Work order. Start at the line containing "LGTM. Thanks for enhancement !" and transcribe every line exactly through the end of the records below, and only those lines.

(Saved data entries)
##############################

PR #193, opened 2026-06-11
chore: enable KubeVirt useEmulation in e2e install

### LINKED ISSUE #196: [ENHANCEMENT] E2E: using emulation for kubevirt when kvm is not available

Running e2e local requires KVM support; otherwise, the VM will not run.

Setting up kubevirt using emulation will solve this issue. https://github.com/kubevirt/kubevirt/blob/main/docs/software-emulation.md

**Additional context**

Local machine doesn't support KVM.

halfcrazy:
Patches the KubeVirt CR after apply to enable software emulation, allowing VMs to run in environment without hardware virtualization.

fix #196

### DIFF
--- a/test/util/helper.go
+++ b/test/util/helper.go
@@ -128,6 +128,13 @@ func InstallKubeVirt() error {
 		return fmt.Errorf("apply KubeVirt CR: %w", err)
 	}
 
+	// Enable emulation so VMs can run without hardware virtualization (e.g. in Kind).
+	cmd = exec.Command("kubectl", "patch", "kubevirt", "kubevirt", "-n", "kubevirt", "--type=merge",
+		"-p", `{"spec":{"configuration":{"developerConfiguration":{"useEmulation":true}}}}`)
+	if _, err := Run(cmd); err != nil {
+		return fmt.Errorf("patch KubeVirt CR for useEmulation: %w", err)
+	}
+
 	Eventually(func() (string, error) {
 		cmd := exec.Command("kubectl", "get", "kubevirt", "kubevirt", "-n", "kubevirt", "-o", "jsonpath={.status.phase}")
 		out, err := Run(cmd)
--- a/test/util/helper.go
+++ b/test/util/helper.go
@@ -39,6 +39,11 @@ func Run(cmd *exec.Cmd) (string, error) {
 	return string(out), nil
 }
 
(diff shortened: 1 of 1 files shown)


test/util/helper.go
```diff
@@ -128,6 +128,13 @@ func InstallKubeVirt() error {
 		return fmt.Errorf("apply KubeVirt CR: %w", err)
 	}
 
+	// Enable emulation so VMs can run without hardware virtualization (e.g. in Kind).
+	cmd = exec.Command("kubectl", "patch", "kubevirt", "kubevirt", "-n", "kubevirt", "--type=merge",
+		"-p", `{"spec":{"configuration":{"developerConfiguration":{"useEmulation":true}}}}`)
+	if _, err := Run(cmd); err != nil {
+		return fmt.Errorf("patch KubeVirt CR for useEmulation: %w", err)
+	}
+
```
anishbista60: Hey, Thanks for the PR. Since the e2e runs on the GitHub runner, which supports KVM virtualization, this won't be required for the CI part. 

Now, coming to the local e2e, if your laptop is lfor eg:  Mac which does not support KVM, then it requires software emulation to be set to true.

But in that case, the developer can do it themselves in their testing environment rather than adding it to e2e, because this e2e will run as part of the CI and software emulation is very slow.

halfcrazy: Emm, `make local-e2e-test` has no chance to inject this configuration. I have to open another window and wait for the controller e2e start.
How about adding a check for KVM; if not satisfied, use emulation?

anishbista60: yep, that's sounds good. Please create issue to track this.

test/util/helper.go
```diff
@@ -128,6 +133,18 @@ func InstallKubeVirt() error {
 		return fmt.Errorf("apply KubeVirt CR: %w", err)
 	}
 
+	// Enable emulation only when KVM is not available (e.g. in Kind).
```
anishbista60: Nit: 
```suggestion
	// Enable emulation only when KVM is not available.
```
There is nothing to do with any type of kubernetes. Only deal is whether that machine support KVM or not.

anishbista60 (approved):
LGTM. Thanks for enhancement !

starbops (approved):
LGTM, thank you for the enhancement!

##############################

Task answer.
LGTM. Thanks for enhancement !

starbops (approved):
LGTM, thank you for the enhancement!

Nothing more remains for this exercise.